[Recorded data]
PR #262, opened 2020-12-08
Add Homebrew Bundle module

malob:
## Overview and motivation

This module adds the ability for `nix-darwin` to manage packages/apps installed by Homebrew Bundle. This gives `nix-darwin` users the ability to not only manage packages/apps installed via Homebrew, but also apps from the Mac App Store via `mas`, and Docker containers via `whalebrew`.

While I wish I could manage installing all my packages/apps directly through Nix via `nix-darwin` there are a sizable number of cases where that currently just isn't feasible at present. I expect many other users are in the same boat. I think this module, or something like it, provides a good compromise, by allowing users to move more of their macOS system configuration into Nix while leveraging Homebrew Bundle under the hood.

Here's an example of this module in use in my current config:
https://github.com/malob/nixpkgs/blob/master/darwin/homebrew.nix

It's been working quite well in my testing so far, both on my system, and my GitHub [workflow](https://github.com/malob/nixpkgs/runs/1567099284?check_suite_focus=true#step:7:2743).

Suggestions for changes/improvements are of course welcome.
 
## Implementation details

The options,
* `homebrew.taps`,
* `homebrew.brews`,
* `homebrew.casks`,
* `homebrew.masApps`,
* `homebrew.whalebrews`,

are used to generate a Brewfile in the Nix store which defines which packages/apps Homebrew Bundle will install/upgrade. (The `homebrew.extraConfig` option is also provided to allow users to include more complex Brewfile entries.) 

The activation script runs `brew bundle` using the generated Brewfile, with the `HOMEBREW_NO_AUTO_UPDATE` environment variable set to ensure idempotence. The `homebrew.autoUpdate` option is provided for users who want to allow Homebrew to auto-update during activation.

The `homebrew.cleanup` option is provided to allow the user to enable Homebrew Bundle uninstall packages/apps that are currently installed but aren't present in the generated Brewfile. I made the default `"none"` so that new users of this module would be less likely to uninstall packages/apps accidentally.

More detailed documentation is provided in the module.

(Edit * 3: Updated to reflect changes since creating PR)


malob:
Alrighty, this seems like it's in a good state for initial review. I'll add some review comments with thoughts/questions I have.

modules/programs/brew-bundle.nix
```diff
@@ -0,0 +1,213 @@
...
+    environment.variables = mkIf cfg.enable (
+      (if cfg.setNoLockEnvvar then { HOMEBREW_BUNDLE_NO_LOCK = "1"; } else {}) //
+      (if cfg.setBrewfileEnvvar then { HOMEBREW_BUNDLE_FILE = "${brewfile}"; } else {})
+    );
+
+    system.activationScripts.brew-bundle.text = mkIf cfg.enable ''
+      # Homebrew Bundle
+      echo >&2 "Homebrew bundle..."
+      PATH=/usr/local/bin:$PATH brew update > /dev/null
+      PATH=/usr/local/bin:$PATH brew bundle ${brew-bunble-options}
```
malob, line 209: Currently during activation `brew update` is run before `brew bundle`. I set it up that way since I wanted Homebrew to update things whenever I ran `darwin-rebuild switch`. This obviously isn't idempotent, so maybe the activation script shouldn't run `brew update`, and `brew bundle` should run with the `HOMEBREW_NO_AUTO_UPDATE` environment variable set. 

Does that sound right? If so, thoughts on adding an option to enable `brew update` on activation?

malob (commented):
See my review comments for specific thoughts/questions.

I expect we'll also want test for this module. However, I'm not sure what they should be since it's my understanding that activation scripts aren't run when running tests, and most of the things I'd want to test are that things were successfully installed etc.

If there are suggestions for what should be tested. I'm happy write the test up.

modules/programs/brew-bundle.nix
kclejeune: Personally, the sluggishness of `brew update` is one of the things that drove me toward nix in the first place, so I'd like to see this be handled manually, or to at least be the default if that's an option. Similar to a flake/niv/nix-channel update, I don't want packages to change unless I specify it myself.

malob: Alrighty, I just pushed a commit that removes the invocation of `brew update`, and adds an option `noAutoUpdate` which is defaults to `true`. For the reason's you mentioned, as well as idempotence, this seems like the obvious choice. It may even be the case that it's not worth including the `noAutoUpdate` option at all and just hardcoding this behavior, but I'm inclined to leave it in for now and defer to whatever @LnL7 thinks is best when they have a chance to way in.

modules/programs/brew-bundle.nix
```diff
@@ -0,0 +1,213 @@
+# Created by: https://github.com/malob
+# Inspired by: https://github.com/lccambiaghi/nixpkgs/blob/main/modules/homebrew.nix
+{ config, lib, pkgs, ... }:
+
+with lib;
+
+let
+  cfg = config.programs.brew-bundle;
```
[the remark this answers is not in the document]
eraserhd: How about `config.homebrew`?  I agree that homebrew isn't really a program, and I think the "bundle" bit is really an implementation detail.

modules/programs/brew-bundle.nix
```diff
@@ -0,0 +1,225 @@
...
+    (if cfg.noAutoUpdate then "1" else "0") +
+    " brew bundle --file='${brewfile}' --no-lock" +
+    (if cfg.cleanupType == "uninstall" || cfg.cleanupType == "zap" then " --cleanup" else "") +
+    (if cfg.cleanupType == "zap" then " --zap" else "");
+
+in
+
+{
+  options.programs.brew-bundle = {
+    enable = mkEnableOption ''
```
eraserhd, line 42: I think having an enable option could potentially trip up user configs.  It would make any module that relies on this want to set enable = true, which might confuse the user if they have enable = false; alternately if the module doesn't set enable = true, the user might be confused why it isn't working.

I'd suggest the feature is disabled if no formulae/casks/etc. are specified.

modules/programs/brew-bundle.nix
```diff
@@ -0,0 +1,213 @@
...
+      configuring your Brewfile, and installing/updating the formulas therein via
+      the <command>brew bundle</command> command, using <command>nix-darwin</command>.
+
+      Note that enabling this option does not install Homebrew. See the Homebrew website for
+      installation instructions: https://brew.sh
+    '';
+
+    cleanupType = mkOption {
```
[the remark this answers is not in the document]
eraserhd: Actually, how about just `clean`?

modules/programs/brew-bundle.nix
```diff
@@ -0,0 +1,213 @@
...
+        formula is a cask, removes all files associated with the cask. In other words,
+        <command>brew uninstall --zap</command> is run for all those formulas.
+
+        If you plan on exclusively using <command>nix-darwin</command> to manage formulas installed
+        by Homebrew, you probably want to set this option to <literal>"uninstall"</literal> or
+        <literal>"zap"</literal>.
+      '';
+    };
+
+    setNoLockEnvvar = mkOption {
```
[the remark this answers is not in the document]
eraserhd: That it is an environment variable is an implementation detail, IMHO.  And also "set" signals a kind of imperative rather than declarative intent.  I think `lockfile`.

modules/programs/brew-bundle.nix
```diff
@@ -0,0 +1,225 @@
...
+      type = types.bool;
+      default = true;
+      description = ''
+        Sets the <literal>HOMEBREW_BUNDLE_NO_LOCK</literal> enviroment variable, by adding it to
+        <option>environment.variables</option>, so that lock files aren't generated when/if you run
+        the <command>brew bundle</command> command yourself.
+      '';
+    };
+
+    setBrewfileEnvvar = mkOption {
```
eraserhd, line 99: hmmm.  For naming this, do you use this option, and if so, why?  I'm only coming up with names like `globalConfig` or something, which is super unclear.

modules/programs/brew-bundle.nix
eraserhd: Can I propose `autoUpdate = false` instead of `noAutoUpdate = true`?

modules/programs/brew-bundle.nix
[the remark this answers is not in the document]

* _Work item_: Find the string "setNoLockEnvvar" in the entries above. Copy each line where it occurs.

* _Written answer_:
+      (if cfg.setNoLockEnvvar then { HOMEBREW_BUNDLE_NO_LOCK = "1"; } else {}) //
+    setNoLockEnvvar = mkOption {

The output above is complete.